# will you be done tomorrow



## icerock drywall (Nov 13, 2010)

I started a job today nails and screws were sticking out in all the corners ....4 room and a bathroom 10 foot high with a 6 inch strip at the bottom ....5 big plaster repair spot....
five hrs into the job someone came in and said looks good and then he said ........so your going to sand tomorrow :blink:


----------



## fr8train (Jan 20, 2008)

And the correct response is..... yes :yes:

Pay me!


----------



## silverstilts (Oct 15, 2008)

As bad as getting a call to let you know that a job is ready for you and when you show up they have about one fourth of the board tacked on..and scrap piled against them walls..


----------



## D A Drywall (May 4, 2013)

The guy I'm working with now tells a story about a home owner asking when finished. It was Friday afternoon. He said third coat on Monday then sand out Tuesday.
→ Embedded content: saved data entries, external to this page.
PR #7970, opened 2022-04-08
fix(core, platform): dynamic page spacer fix, update for tabs

platon-rov:
## Related Issue(s)

Follow up https://github.com/SAP/fundamental-ngx/pull/7962

## Description

I missed that dynamic page may contain tabs and then there will be several dynamic page content components, so the approach of showing spacer should be different a bit. 

### Before:

Spacer is not shown in stacked tabs example

image

### After:

Spacer is shown for only the last content component when there is stacked tabs

image

### DIFF
--- a/libs/core/src/lib/dynamic-page/dynamic-page.component.ts
+++ b/libs/core/src/lib/dynamic-page/dynamic-page.component.ts
@@ -27,7 +27,7 @@ import { addClassNameToElement, dynamicPageWidthToSize } from './utils';
 import { TabListComponent } from '@fundamental-ngx/core/tabs';
 import { FlexibleColumnLayoutComponent } from '@fundamental-ngx/core/flexible-column-layout';
 
-import { fromEvent, Observable, Subject } from 'rxjs';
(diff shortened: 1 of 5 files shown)


N1XUS (approved):

libs/core/src/lib/dynamic-page/dynamic-page.component.ts
```diff
@@ -317,4 +310,27 @@ export class DynamicPageComponent implements AfterViewInit, OnDestroy, WithDynam
...
         }
     }
+
+    /** @hidden */
+    private _setContentFooterSpacer(): void {
+        this._contentComponent.changes
+            .pipe(
+                startWith(this._contentComponent.toArray()),
+                // to avoid NG0100: Expression has changed after it was checked
+                debounceTime(0),
```
dmitry-stepanenko, line 320: just FYI, it makes more sense to use `observeOn(asyncScheduler)` as we don't need to filter anything (which is the main purpose of debounceTime)

dmitry-stepanenko (approved):

PR #7979, opened 2022-04-12
fix(core): pagination announcement, examples

### LINKED ISSUE #7578: When navigating in pagination a weird text is shown in body
bug

If navigating in pagination a weird text is appended in the `<body>`-tag which says `Page undefined is current page`.

#### Which versions of Angular and Fundamental Library for Angular are affected?
@fundamental-ngx/core : 0.32.5

1. Visit https://sap.github.io/fundamental-ngx/#/core/pagination
2. Open "Source Code" for the Basic Pagination example
3. Click on "StackBlitz"
4. Run the example on "StackBlitz"
5. Click on "Page 2"

Screen Shot 2022-01-20 at 09 47 43

https://user-images.githubusercontent.com/12843264/150304775-09c5a748-8ed1-4c32-adc8-1ca4df360667.mov

platon-rov:
## Related Issue(s)

Closes #7578

## Description

Pagination live announcer fix, example fix. Previously announcer announced wrong page, see console logs on screenshots.

### Before:

image

### After:

image

### DIFF
--- a/libs/core/src/lib/pagination/pagination.component.scss
+++ b/libs/core/src/lib/pagination/pagination.component.scss
@@ -10,3 +10,7 @@ $block: fd-pagination;
         }
     }
 }
+
+.cdk-live-announcer-element {
+    display: none;
+}
--- a/libs/core/src/lib/pagination/pagination.component.scss
+++ b/libs/core/src/lib/pagination/pagination.component.scss
@@ -10,7 +10,3 @@ $block: fd-pagination;
         }
     }
 }
-
-.cdk-live-announcer-element {
-    display: none;
-}
--- a/apps/docs/src/app/core/component-docs/pagination/examples/pagination-example.component.ts
+++ b/apps/docs/src/app/core/component-docs/pagination/examples/pagination-example.component.ts
@@ -1,5 +1,5 @@
 import { Component, ViewChild } from '@angular/core';
-import { HttpClient } from '@angular/common/http';
+import { of } from 'rxjs';
 import { tap, delay } from 'rxjs/operators';
 import { PaginationComponent } from '@fundamental-ngx/core/pagination';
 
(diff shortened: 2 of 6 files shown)


libs/core/src/lib/pagination/pagination.component.scss
```diff
@@ -10,3 +10,7 @@ $block: fd-pagination;
         }
     }
 }
+
+.cdk-live-announcer-element {
```
dmitry-stepanenko, line 14: why do we need this? announcer's elements are not visible

And even if we do, this style will start working once pagination component is loaded, affecting the entire app. We should not have global styles like this

platon-rov: Yea, you right, thanks, fixed it. 

Anyway, it visible in stackblitz examples, so i kept this rule only moved in the different file.

dmitry-stepanenko: @platon-rov I've noticed that now messages won't be announced by screen reader. Maybe we should have something else instead of `display: none`? We have `screenreader-only` style in a few places, maybe we should reuse it and apply here?
```
.screenreader-only {
    position: absolute !important; /* Outside the DOM flow */
    height: 1px;
    width: 1px; /* Nearly collapsed */
    overflow: hidden;
    opacity: 0;
    clip: rect(1px 1px 1px 1px); /* IE 7+ only support clip without commas */
    clip: rect(1px, 1px, 1px, 1px); /* All other browsers */
}
```

platon-rov: Good catch, thank you, please check :)

platon-rov: I've added these styles to the stackblitz styles file as only there we see this live announcer text, in our apps we don't have it.

platon-rov: Also checked in external app, text reads & element isn't visible.

dmitry-stepanenko (approved):

mikerodonnell89 (approved):

PR #7987, opened 2022-04-15
chore(core,platform): styles bump & breaking changes adoption

platon-rov:
## Related Issue(s)

Closes none.

## Description

Fund styles version bump, breaking changes adoption. Unblocks issues that depends on the fund styles fixes.

_Note: Shellbar's buttons color on hover will be fixed automatically with the https://github.com/SAP/fundamental-styles/pull/3328 where the specificity will be changed for the button component._

### Before:

Calendar:
image

Shellbar:
image

### After:

Calendar:
image

Shellbar:
image

_Other components haven't been affected visually_

## BREAKING CHANGE
* Core, Toolbar: Toolbar title now requires `fd-toolbar__title` class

He got back on the job Monday to find everything had been primed and painted. Then paid in full


----------



## scottktmrider (Jun 24, 2012)

Just tell them all I lack is finishing up


----------



## evolve991 (Jan 24, 2008)

We usually get the last sheet and scrapout done the day before we get there. Our finisher is even faster :whistling2:


----------



## BowieMarshalltown (Jul 18, 2013)

Icerock, I thought you were a job in a day kind of guy. Or maybe that's just on the jobs I've been on with you. :thumbsup:


----------



## icerock drywall (Nov 13, 2010)

BowieMarshalltown said:


> Icerock, I thought you were a job in a day kind of guy. Or maybe that's just on the jobs I've been on with you. :thumbsup:


well jobs like this ....slow me down Jim :yes:


----------



## icerock drywall (Nov 13, 2010)

13 box's like this:blink:


----------



## icerock drywall (Nov 13, 2010)

but this patch is only one coat ...ff is awsome:thumbup:


----------



## moore (Dec 2, 2010)

icerock drywall said:


> 13 box's like this:blink:


:blink: Holy Chit!!!


----------



## gluedandscrewed (Jan 10, 2014)

I blame hgtv for these unrealistic timeframes people expect on everything. I had this twerp (whos dad owned the company)of a project manager who was completely clueless hit me with "iam here at the home depot and they have 20 minute setting compound do you think you can tape it and coat it twice today" . "The guy told me it dries really fast" .I told him "get me 100 boxes of 5 and ill be done before lunch" . He showed up at the job clearly not getting my sarcasm, with 30 boxes of 5 and a couple bags of 20. I laughed in his face for about 10 minutes, told him to go preform intercourse on himself and went and got drunk. This was a 200+ sheet job.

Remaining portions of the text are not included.